Scarpatti também se disse preocupada com o argumento de que o político não teve capacidade de interpretar os sinais emitidos pela adolescente em razão de ele ter sido criado sob uma cultura machista. Isso, segundo ela, faz com que atos violentos sejam considerados naturais. 

"Utilizar esse argumento, no entanto, para não punir adequadamente um ato violento é legitimar o ocorrido. Precisamente, pela transferência de responsabilidade do agressor (que 'não sabia o que estava fazendo') e colocando-a na vítima ('que não soube se posicionar adequadamente')", declarou.

NO DIREITO

Presidente da Comissão da Mulher Advogada da OAB no Espírito Santo, Flávia Brandão, também fez ressalvas à decisão, com base no publicado por A Gazeta.

Aspas de citação

A ideia de que a mulher é sempre culpada, simplesmente pelo fato de ser mulher, por sua  forma de vestir ou de olhar, não pode mais ser admitida. Se a mulher diz que não houve consentimento, não se pode questionar essa verdade, especialmente se ainda for menor. Silêncio não é sim. Silêncio realmente pode ser medo, pânico.

Flávia Brandão
Presidente da Comissão da Mulher Advogada da OAB no Espírito Santo
Aspas de citação

"A luta pelo fim do machismo e da submissão das mulheres à violência de todo gênero é uma luta que não pode parar, para que casos como o citado sejam a cada dia mais raros e punidos com maior rigor", frisou.
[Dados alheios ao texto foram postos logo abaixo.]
PR #2409, opened 2022-11-21
feat: sw renderer tests

ThaUnknown:

[ ] Documentation update
[x] Bug fix
[x] New feature
[ ] Other, please explain:

Added quite strict service worker renderer tests, and fixed bugs that creating those tests revealed.

\-

The electron exclusion is there from when render-media was used, I don't understand why it wouldn't work, so I kept it in. Airtap doesn't serve static files, so we need to create a support server in order to register the service worker as it needs to be a standalone file and in the same scope.
Also used an external torrent as fixtures doesn't provide video anymore :/

### DIFF
--- a/.airtap.yml
+++ b/.airtap.yml
@@ -24,3 +24,4 @@ browserify:
     global: true
     presets: ['@babel/preset-env']
     plugins: ['@babel/plugin-syntax-import-assertions']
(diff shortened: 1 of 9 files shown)


ThaUnknown:
@DiegoRBaquero 😉

DiegoRBaquero (approved):

PR #2411, opened 2022-11-26
Update file-stream to operate on larger chunks.

gdborton:

[ ] Documentation update
[ ] Bug fix
[ ] New feature
[x] Other, please explain:

I updated file-stream to read in batches of 10mb where possible.

I did this because I'm using the idb-chunk-store instead of the default in memory store. IndexDB allows for huge amounts of additional storage (especially compared to memory), but is slow. Each chunk (16kb) lookup takes 5-25ms. In practice this meant reading a single 7mb file would take up to 3 seconds in my app.

After doing some local testing I found I could read the entire contents of the file in ~20ms by requesting each chunk in parallel.

This change batches requests to 10mb where possible, limiting the memory used, but more fully saturating w/e the async bottleneck is in indexDB, but appends content serially. 

N/A

Error handling? I added a happy path test, but I'm not sure if I got everything correct here. Will be using in my own project in the mean time and will port back any fixes that I have to make there.

### DIFF
--- a/lib/file-stream.js
+++ b/lib/file-stream.js
@@ -50,6 +50,7 @@ class FileStream extends Readable {
     if (!this._reading || this._missing === 0) return cb()
     const maxPieces = Math.floor(this._readLength / this._torrent.pieceLength) | 1
     const piecesToLoad = Math.max(Math.min(maxPieces, this._endPiece - this._piece), 1)
+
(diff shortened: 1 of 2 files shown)


ThaUnknown:
superseeded by https://github.com/webtorrent/webtorrent/pull/2414

PR #522, opened 2026-07-03
perf(exec): clear command timeout handles

JustYannicc:
## What changed

- Moved the `exec-command` runner into `src/main/exec-command.ts` so its process/timer lifecycle can be exercised without booting Electron.
- Added a single guarded finish path that clears the 300000ms timeout for close, error, and timeout completion paths and ignores late duplicate events.
- Added regression coverage for close-before-timeout, error-before-timeout, timeout kill behavior, and close/error/timeout races.

## Why

Every `exec-command` invocation created a 5-minute timeout, but successful close and spawn-error paths never cleared it. A baseline fake child-process harness reproduced the leak with `activeTimeouts=1` after both close-before-timeout and error-before-timeout.

## Compatibility impact

The IPC result shape and behavior are preserved: close still returns collected stdout/stderr with the exit code, error still returns the error message with exit code 1, and timeout still kills the process and returns exit code 124 with the previous timeout stderr behavior.

## How tested

- Baseline before edit: fake child-process harness showed `activeTimeouts=1` after close-before-timeout and error-before-timeout.
- After fix: `node --test scripts/test-exec-command-timeout-cleanup.mjs` confirms close/error paths clear the timer and timeout/race paths settle once.
- `node --test scripts/test-exec-command-timeout-cleanup.mjs`
- `./node_modules/.bin/tsc -p tsconfig.main.json`
- `node --test scripts/test-exec-command-timeout-cleanup.mjs scripts/test-browser-search-lag-fix.mjs scripts/test-renderer-crash-recovery.mjs scripts/test-renderer-error-boundary.mjs scripts/test-root-search-ranking.mjs`
- Codex LSP diagnostics on `src/main/exec-command.ts` and `src/main/main.ts`: no errors.

## Stack validation

This issue was found and validated from `codex/perf-integration-stack`, which contains the current performance fix stack. The PR branch is intentionally scoped against `origin/main`; the same patch was also applied cleanly to the integration stack and validated there with `./node_modules/.bin/tsc -p tsconfig.main.json` plus focused stack tests.

PR #512, opened 2026-07-03
perf(background): dedupe no-view extension runs

JustYannicc:
## Summary
- Add a shared background no-view run queue helper that dedupes background launches by extension/command identity while preserving repeated user-initiated launches.
- Wire App queueing through the helper and keep hidden runner cleanup on success/error via onClose plus queue clearing if the hidden runner container unmounts.
- Add a focused regression simulation for overlapping ticks, mixed legacy/hydrated identity fields, explicit user launches, and cleanup/re-enqueue paths.

## Root Cause
Background interval ticks dispatch hidden no-view extension bundles without checking whether the same extension command is already in flight, so long-running commands can accumulate duplicate hidden ExtensionView runners.

## Before / After Evidence
- Baseline simulation before behavior edit: `[baseline] background no-view duplicate ticks: ticks=3 intervalMs=25 elapsedMs=50 queued=3`.
- After helper wiring: `[after] background no-view duplicate ticks: ticks=3 intervalMs=25 elapsedMs=50 queued=1 skipped=2`.

## Validation
- `node --test scripts/test-background-no-view-dedupe.mjs` passes 6 tests.
- `node --test scripts/test-*.mjs` passes 30 tests, skips 1 live Electron test.
- `node scripts/check-i18n.mjs` exits 0; it still reports the existing non-strict `it` locale missing keys for `settings.ai.whisper.vocabulary` and `settings.extensions.appSearchScope`.
- `./node_modules/.bin/tsc -p tsconfig.main.json` passes.
- `./node_modules/.bin/vite build` passes.
- Codex LSP diagnostics are clean on `src/renderer/src/utils/background-no-view-runs.ts`, `src/renderer/src/components/HiddenExtensionRunners.tsx`, and `src/renderer/src/hooks/useMenuBarExtensions.ts`.

## Known Limitations / Risks
- `./node_modules/.bin/tsc -p tsconfig.renderer.json` still fails on pre-existing project-wide renderer type errors outside this patch, including `src/renderer/src/App.tsx:759` and `src/renderer/src/App.tsx:1081`.
- `node scripts/build-native.mjs` is blocked in this local environment because `npx` is disabled and the fallback `pnpm dlx node-gyp` cannot resolve `node-addon-api` for `src/native/native-helpers-addon`.
- `pnpm test` is blocked by the local pnpm install/build-script approval hook, so validation used the underlying Node test command directly.

PR #510, opened 2026-07-03
perf(cache): maintain Raycast cache sizes incrementally

JustYannicc:
## Summary
- Store Raycast Cache metadata as versioned `lruOrder`, `sizeByKey`, and `totalSize` data.
- Update sizes incrementally on set/get/remove/clear/eviction so eviction no longer rescans every cached localStorage item in a loop.
- Recover/migrate legacy `{ lruOrder }` metadata, missing metadata, corrupt JSON metadata, and malformed LRU metadata by rebuilding sizes from cache item keys.
- Add a focused Node harness that exercises cache behavior, LRU eviction, metadata migration/recovery, and prints localStorage read/time metrics.

## Before/After Evidence
Focused benchmark: 120 entries, 1 KiB values, eviction from 120 entries down to a 60-entry capacity.

| Scenario | Before getItem reads | After getItem reads | Before duration | After duration |
| --- | ---: | ---: | ---: | ---: |
| set-fill | 7,140 | 0 | 2.741 ms | 1.269 ms |
| get-existing | 120 | 120 | 0.371 ms | 2.982 ms |
| set-with-eviction | 5,549 | 0 | 1.238 ms | 0.102 ms |

Durations are local-run timings, so the read counts are the primary signal.

## Validation
- `node --test scripts/test-raycast-cache-size-index.mjs` passes; latest after metrics: set-fill `getItem=0`, get-existing `getItem=120`, set-with-eviction `getItem=0`.
- `pnpm run test` passes: 30 passed, 1 skipped.
- `pnpm run check:i18n` exits 0; existing Italian missing keys reported: `settings.ai.whisper.vocabulary`, `settings.extensions.appSearchScope`.
- `pnpm run build:main` passes.
- `pnpm run build:renderer` passes.
- GitHub `claude-review` check fails before review because the workflow cannot fetch an OIDC token: missing `ACTIONS_ID_TOKEN_REQUEST_URL` / likely needs `id-token: write` workflow permission.
- `pnpm exec tsc -p tsconfig.renderer.json --noEmit` still fails on existing project-wide renderer type errors unrelated to this cache change.
- Codex LSP diagnostics on `src/renderer/src/raycast-api/index.tsx` still report existing `Toast.Style` merge/type errors and `addHexAlpha` typing outside the cache block.

## Risks / Notes
- If cache metadata is absent or corrupt, the first constructor recovery may scan matching localStorage cache item keys once, then saves repaired metadata.
[...]

PR #509, opened 2026-07-03
perf(extension): reduce sync IPC in extension facades

JustYannicc:
## What changed
- Added a focused extension sync-facade measurement/regression script for representative real and virtual filesystem path operations.
- Added a lazy Node-backed sync adapter in `ExtensionView.tsx` for real filesystem and child_process sync fallbacks when Node require is available.
- Kept virtual/localStorage filesystem reads ahead of real filesystem access and preserved the existing `window.electron` sync IPC fallback for non-Node contexts.
- Routed `fs`, `fs/promises`, and `child_process` module resolution through SuperCmd facades so extensions keep the compatibility layer instead of raw Node bypassing it.

## Why
Extension filesystem and shell-like facades were using preload `sendSync` calls for real path lookups and sync child process calls. Those calls block the renderer and main process even though the launcher renderer already has Node APIs available.

## Metrics
Focused harness: `node scripts/test-extension-sync-facade.mjs`.

| Scenario | Real path sync IPC calls | Breakdown | Sync IPC time |
| --- | ---: | --- | ---: |
| Before production edit, fallback path | 9 | execCommandSync=1, fileExistsSync=2, readFileSync=1, statSync=5 | 0.318ms |
| After, fallback path still available | 9 | execCommandSync=1, fileExistsSync=2, readFileSync=1, statSync=5 | 0.374ms |
| After, Node-backed path | 0 | execCommandSync=0, fileExistsSync=0, readFileSync=0, statSync=0 | 0.000ms |

Virtual/localStorage precedence stayed at 0 sync IPC calls before and after.

## Validation
- Baseline before implementation: `node scripts/test-extension-sync-facade.mjs --mode=fallback`
- `node scripts/test-extension-sync-facade.mjs`
- `node --test scripts/test-*.mjs` (passes; live Electron crash-recovery test skipped here)
- `node scripts/check-i18n.mjs` (exits 0; existing Italian missing-key warnings remain for `settings.ai.whisper.vocabulary` and `settings.extensions.appSearchScope`)
- Codex LSP diagnostics on `src/renderer/src/ExtensionView.tsx`: no errors
- `node_modules/.bin/tsc -p tsconfig.main.json`
- `node_modules/.bin/vite build`
- `git diff --check`

## Notes and risks
[...]

PR #530, opened 2026-07-03
perf(runtime): reduce extension and menubar churn

JustYannicc:
## What changed
- Consolidates runtime, background refresh, menu-bar, cache, OAuth, exec, and hook lifecycle performance fixes into one upstream PR.
- Adds bounded/incremental caches for `withCache`, Raycast `Cache`, extension wrapper compilation, extension bundle preparation, and menu-bar visible payload updates.
- Reduces long-running menu-bar churn by avoiding storage self-remounts, deduping background no-view runs, and retaining unchanged background refresh timers.
- Reduces extension runtime overhead by preferring in-process Node facades for sync `fs`/`child_process` paths and by clearing abortable promise and exec timeout handles.
- Caps unmatched OAuth callback retention and coalesces inline command argument settings writes.
- Adds focused regression and measurement scripts for the touched runtime paths.

## Why
Long-lived menu-bar sessions can accumulate work from repeated refresh timer recreation, unchanged tray payload IPC, storage-triggered remounts, background no-view overlap, cache growth, sync IPC, and callback queues. This PR combines the related fixes so the upstream review can evaluate the full lag-reduction path together.

## Compatibility impact
- Raycast-compatible behavior is preserved: external and sibling storage changes still refresh menu-bar commands, while a menu-bar command no longer remounts itself for its own local storage write.
- User-initiated no-view launches are still allowed to overlap; only background ticks for the same extension command are deduped while a run is in flight.
- Extension wrapper and bundle caches invalidate on code or file-stat changes, and install/uninstall/build paths clear runner caches.
- Legacy Raycast cache metadata is migrated or repaired, and per-key `has`/`remove` still reconcile stale localStorage entries.
- OAuth callback semantics remain state-based, with stale/unmatched callbacks pruned to avoid unbounded queue growth.

## How tested
- `node --test scripts/test-with-cache-expiry.mjs scripts/test-menubar-payload-cache.mjs scripts/test-extension-wrapper-cache.mjs scripts/test-extension-bundle-cache.mjs scripts/test-menubar-storage-remounts.mjs scripts/test-abortable-promise-hooks.mjs scripts/test-inline-args-write-coalesce.mjs scripts/test-extension-sync-facade.mjs scripts/test-raycast-cache-size-index.mjs scripts/test-background-no-view-dedupe.mjs scripts/test-background-refresh-timer-diff.mjs scripts/test-exec-command-timeout-cleanup.mjs scripts/test-oauth-callback-queue.mjs`
- `node scripts/measure-extension-wrapper-cache.mjs`
- `node scripts/measure-extension-bundle-cache.mjs`
- `pnpm exec tsc -p tsconfig.main.json --noEmit --pretty false`
- `pnpm test`
- `pnpm exec tsc -p tsconfig.renderer.json --noEmit --pretty false` fails on the standalone branch because of existing repo-wide renderer typing debt unrelated to this consolidation.

## Performance evidence
- Menu-bar equivalent visible payload registrations drop from 3 sends to 1 send.
- Background refresh unchanged updates drop from legacy `created=2 cleared=2` to keyed `created=0 retained=2 cleared=0`.
- Background no-view duplicate ticks drop from `queued=3` to `queued=1 skipped=2`.
- Extension wrapper compilation drops from 1000 wrapper creations to 1 cached wrapper creation in the focused harness.
- Raycast cache benchmark avoids full scans on set/eviction (`set-fill getItem=0`, `set-with-eviction getItem=0`).
- Extension sync facade Node path reports 0 sync IPC calls for real path ops in the focused harness.

## Stack validation
Applied this consolidation over `codex/consolidate-validation-checks` (`fix(validation): restore project checks`) and validated the combined stack:
- `pnpm test`

## Replaces
- #482
- #486
- #490
- #498
- #499
- #500
- #501
- #509
- #510
- #512
- #514
- #522
- #524

### DIFF
--- a/.github/workflows/test.yml
+++ b/.github/workflows/test.yml
@@ -1,0 +1,40 @@
+name: Test
+
+on:
+  pull_request:
+    paths:
+      - 'src/**'
+      - 'scripts/**'
+      - 'package.json'
+      - 'package-lock.json'
+      - '.github/workflows/test.yml'
+  push:
+    branches:
+      - main
+    paths:
+      - 'src/**'
+      - 'scripts/**'
+      - 'package.json'
+      - 'package-lock.json'
+      - '.github/workflows/test.yml'
+
+jobs:
+  test:
+    runs-on: ubuntu-latest
+    timeout-minutes: 15
+
+    steps:
+      - name: Checkout
+        uses: actions/checkout@v4
+
+      - name: Setup Node.js
+        uses: actions/setup-node@v4
+        with:
+          node-version: '22'
+          cache: npm
+
+      - name: Install dependencies
+        run: npm ci
+
+      - name: Run node test suite
+        run: npm test
--- a/scripts/measure-extension-bundle-cache.mjs
+++ b/scripts/measure-extension-bundle-cache.mjs
@@ -1,0 +1,257 @@
+#!/usr/bin/env node
+
+import { fileURLToPath, pathToFileURL } from 'node:url';
+import assert from 'node:assert/strict';
+import fs from 'node:fs';
+import os from 'node:os';
+import path from 'node:path';
+import { createRequire } from 'node:module';
+import { build } from 'esbuild';
+import { performance } from 'node:perf_hooks';
+
+const require = createRequire(import.meta.url);
+const root = path.resolve(path.dirname(fileURLToPath(import.meta.url)), '..');
+const iterations = Number.parseInt(process.env.SUPERCMD_EXTENSION_BUNDLE_MEASURE_ITERATIONS || '20', 10);
+
+export function createFixture() {
+  const tmpDir = fs.mkdtempSync(path.join(os.tmpdir(), 'sc-extension-bundle-cache-'));
+  const userDataDir = path.join(tmpDir, 'userData');
+  const extensionsDir = path.join(userDataDir, 'extensions');
+  const extDir = path.join(extensionsDir, 'bundle-cache-fixture');
+  const buildDir = path.join(extDir, '.sc-build');
+
+  fs.mkdirSync(buildDir, { recursive: true });
+  fs.writeFileSync(
+    path.join(extDir, 'package.json'),
+    JSON.stringify(
+      {
+        name: 'bundle-cache-fixture',
+        title: 'Bundle Cache Fixture',
+        description: 'Fixture for extension bundle cache measurement',
+        owner: 'codex',
+        commands: [
+          {
+            name: 'background',
+            title: 'Background',
+            description: 'No-view command',
+            mode: 'no-view',
+            preferences: [
+              {
+                name: 'freshCommandPref',
+                title: 'Fresh Command Pref',
+                type: 'textfield',
+                default: 'default-command',
+              },
+            ],
+          },
+          {
+            name: 'menu',
+            title: 'Menu',
+            description: 'Menu-bar command',
+            mode: 'menu-bar',
+          },
+        ],
+        preferences: [
+          {
+            name: 'freshExtensionPref',
+            title: 'Fresh Extension Pref',
+            type: 'textfield',
+            default: 'default-extension',
+          },
+        ],
+      },
+      null,
+      2
+    )
+  );
+  fs.writeFileSync(path.join(buildDir, 'background.js'), 'module.exports = { name: "background" };\n');
+  fs.writeFileSync(path.join(buildDir, 'menu.js'), 'module.exports = { name: "menu" };\n');
+
+  return { tmpDir, userDataDir, extDir };
+}
+
+export async function bundleExtensionRunner(userDataDir) {
+  const outFile = path.join(
+    os.tmpdir(),
+    `sc-extension-runner-measure-${process.pid}-${Date.now()}.cjs`
+  );
+
+  const stubModule = (filter, source) => ({
+    name: `stub-${filter}`,
+    setup(pluginBuild) {
+      pluginBuild.onResolve({ filter }, () => ({
+        path: filter.source,
+        namespace: `stub-${filter.source}`,
+      }));
+      pluginBuild.onLoad({ filter: /.*/, namespace: `stub-${filter.source}` }, () => ({
+        contents: source,
+        loader: 'js',
+      }));
+    },
+  });
+
+  await build({
+    entryPoints: [path.join(root, 'src/main/extension-runner.ts')],
+    outfile: outFile,
+    bundle: true,
+    platform: 'node',
+    format: 'cjs',
+    target: 'node20',
+    logLevel: 'silent',
+    plugins: [
+      stubModule(
+        /^electron$/,
+        `
+          module.exports = {
+            app: {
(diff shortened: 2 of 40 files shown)


shobhit99:
This PR consolidates 13 upstream perf PRs: bounded/incremental caches (Raycast `Cache` size index, extension manifest/bundle/wrapper caches, `withCache` eviction), key-stable background-refresh timers, menu-bar payload dedup + self-remount suppression, background no-view dedup, abortable-promise/exec-timeout cleanup, an OAuth callback queue bound, in-process Node `fs`/`child_process` sync facades, and debounced command-argument settings sync, plus ~3k lines of focused `node --test` scripts.

Reviewed the full diff across all 20 source files. Overall this is careful, well-tested work that is behavior-preserving in most areas. One change stands out as a genuine behavior shift worth verifying before merge.

## Strengths
- **exec-command extraction** (`src/main/exec-command.ts`) is a faithful move of the inline `run-command` IPC handler, and it fixes a latent issue by clearing the 5-min timeout on completion (base left it armed, so it would `proc.kill()` a dead process later).
- **extension-runner stat-signature caches** invalidate correctly: build/single-build paths call `invalidateExtensionStaticCacheForPath`, and install/uninstall/build in `extension-registry.ts` call the full `invalidateExtensionRunnerCaches()`. Verified no caller mutates the now-shared cached `pkg` object, so the shared-reference manifest cache is safe.
- **usePromise / useCachedPromise** now abort superseded runs and guard stale state writes via `isCurrentRun()` — this is *more* correct than base (which orphaned in-flight runs and could let an old resolution overwrite new data), not merely faster. Abort-on-unmount is guarded so the resulting AbortError doesn't surface.
- **OAuth callback queue** (`oauth-bridge.ts`): parse-once + "handled by waiter" dedup + prune/cap fixes a real base bug where consumed URLs were left in the queue and the queue could grow unbounded.
- **Raycast `Cache`**: O(1) size tracking via incremental `sizeByKey`/`totalSize`, with a proper v1→v2 metadata migration and reconciliation when localStorage is mutated externally. Nicely done.
- No i18n impact — no user-facing strings were added/renamed/removed (only `console.*` logs).

## Concerns / potential bugs
1. **(Primary — please verify before merge) `fs` / `child_process` now resolve to the SuperCmd stub facade even in Node-enabled extension hosts.** In `ExtensionView.tsx`, `loadExtensionExport`'s `fakeRequire` gained a `shouldUseSuperCmdBuiltinFacade(name)` early-return that hands back `fsStub` / `childProcessStub` for `fs`, `fs/promises`, and `child_process` **before** `tryRealNodeRequire(name)`. Base returned the *real* Node modules first, and real Node require is available here (confirmed via `_realNodeRequire` / `window.__scNodeRequire`). `fsStub`/`childProcessStub` are plain object literals with **no fallthrough** to the real module, so anything they don't implement is absent or a no-op stub: `createReadStream`/`createWriteStream` are stubs (not real disk streams), and `watch`, `cpSync`, `mkdtempSync`, `appendFileSync`, `readlinkSync`/`symlinkSync`, `opendir`, `chmodSync`, the `Dirent`/`Stats` classes, and real streaming async `child_process.spawn`/`exec` are missing. Extensions relying on real streaming fs or real child processes in a Node-enabled window could regress. The common sync `read`/`stat`/`readdir`/`exists` paths *do* delegate to real fs (via `getRealNodeFsModule()`), so this is likely intentional (asset-path layering + sync-IPC reduction) and fine for the majority — but I'd (a) confirm this matches the intended node-integration model, and (b) consider making the facades fall through to the real module for members they don't implement (e.g. a `Proxy` backed by the real module, or spreading it).

2. **(Low) Leftover per-load debug log.** `getCompiledExtensionWrapper`'s call site logs `console.debug('[loadExtensionExport] Wrapper cache hit/miss …')` on every extension load. Drop it or gate it behind a debug flag.

3. **(Low) Menu-bar remount throttle reorder** (`useMenuBarExtensions.ts`, `remountMenuBarExtensionsForExtension`). The 200ms throttle timestamp is now written *inside* the `setState` updater and only `if (changed)`. Two `sc-extension-storage-changed` events firing synchronously in the same tick (before React flushes the updater) can both pass the `now - lastTs < 200` guard and both remount, where base recorded the timestamp synchronously and would throttle the second. Net effect is an occasional extra remount (mildly ironic for a churn-reduction PR) — not incorrect. Also, mutating a ref inside the updater is a side-effect-in-reducer pattern (double-invoked under StrictMode, though idempotent here).

4. **(Low, theoretical) Wrapper cache key collisions.** `extension-wrapper-cache.ts` keys on `extensionIdentity + code.length + 32-bit FNV-1a(code)`. A same-identity, same-length, same-hash collision would return a stale wrapper. Astronomically unlikely per-extension; noting for completeness.

5. **(Low) `Cache.has()` gained side effects.** On the size-mismatch reconciliation path it calls `updateLRU` + `saveToStorage`, so `has()` can bump LRU recency (Raycast's `has` is conceptually a pure existence check). Only triggers on external localStorage mutation, so minor.

## Suggestions
- Confirm CI actually executes the new `scripts/test-*.mjs` (`node --test`) suite — otherwise the strongest safety net for this consolidation isn't running in the pipeline.
- This is a large, cross-subsystem PR (41 files, +5k/-377) folding 13 PRs together. ~3k lines are tests (good), but a regression in the source will be hard to bisect/revert granularly; concern #1 in particular would be easier to reason about as its own commit.

🟡 Approve with minor comments — the work is careful and well-tested; concern #1 (fs/child_process facade preference) is the one behavior change I'd want confirmed against real extensions before merging.

JustYannicc:
Addressed the actionable review feedback in `11b7b72`:

- `fs` / `child_process` facade priority/fallthrough: kept the SuperCmd overlay for virtual/localStorage-aware behavior, but `fakeRequire` now returns a proxy-backed facade in Node-enabled hosts so missing members fall through to real Node modules. Placeholder fs methods that previously blocked real Node (`openSync`, `readSync`, `writeSync`, `closeSync`, `rmdirSync`, stream/watch helpers, etc.) now delegate to real `fs` when available, and `child_process.fork` delegates to real Node when available.
- Wrapper-cache debug logging: gated the per-load `[loadExtensionExport] Wrapper cache ...` log behind `globalThis.__SUPERCMD_DEBUG_EXTENSION_WRAPPER_CACHE` so normal extension loads stay quiet.
- Menu-bar remount throttle: timestamping is synchronous before queued React state updates, but only after confirming there is a real remount target. Added a regression test for a self-originated no-op write followed immediately by an external refresh.
- Test-suite execution: added `.github/workflows/test.yml` so PRs/pushes touching root source/scripts/package metadata run `npm ci` + `npm test`.

Verification:
- `node --test scripts/test-background-no-view-dedupe.mjs scripts/test-background-refresh-timer-diff.mjs scripts/test-extension-sync-facade.mjs scripts/test-menubar-storage-remounts.mjs scripts/test-oauth-callback-queue.mjs` ✅ 24 passed
- `git diff --check` ✅

shobhit99 (approved):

Professora de Direito da Faesa e mestre Direitos e Garantias Fundamentais, Magali Gláucia sublinhou que a doutrina do Direito reconhece que, em casos de estupro, o desacordo não precisa ser verbalizado. Mas o consentimento, sim. 

Aspas de citação

A doutrina penal diz que a vítima não precisa de nenhuma forma se debater, dizer expressamente que não aceita. A anuência é que tem que ser expressa, explícita. No caso dela, ela disse que o medo a paralisou. O medo pelo cargo que ele ocupa, pela 'fama de matador' que citou, pela situação que ela se encontrava, dentro do carro dele

Magali Gláucia
Professora de Direito da Faesa e mestre Direitos e Garantias Fundamentais
Aspas de citação

Em outras palavras, disse a professora, para que um crime dessa natureza reste configurado, não é necessário que a ameaça ou violência contra uma uma eventual vítima seja física ou expressa.

"Ela estava em um carro com alguém para com quem já tinha um respeito anterior, alguém que convivia no seio familiar dela. E ela se sentiu ameaçada, tanto é que enviou mensagens, buscou ajuda, não se conteve. O fato de ela ter se paralisado deixa muito claro isso. Na minha opinião, o crime se tipifica quando ela se sentiu completamente intimidada ao ponto de sequer conseguir se manifestar", opinou a professora.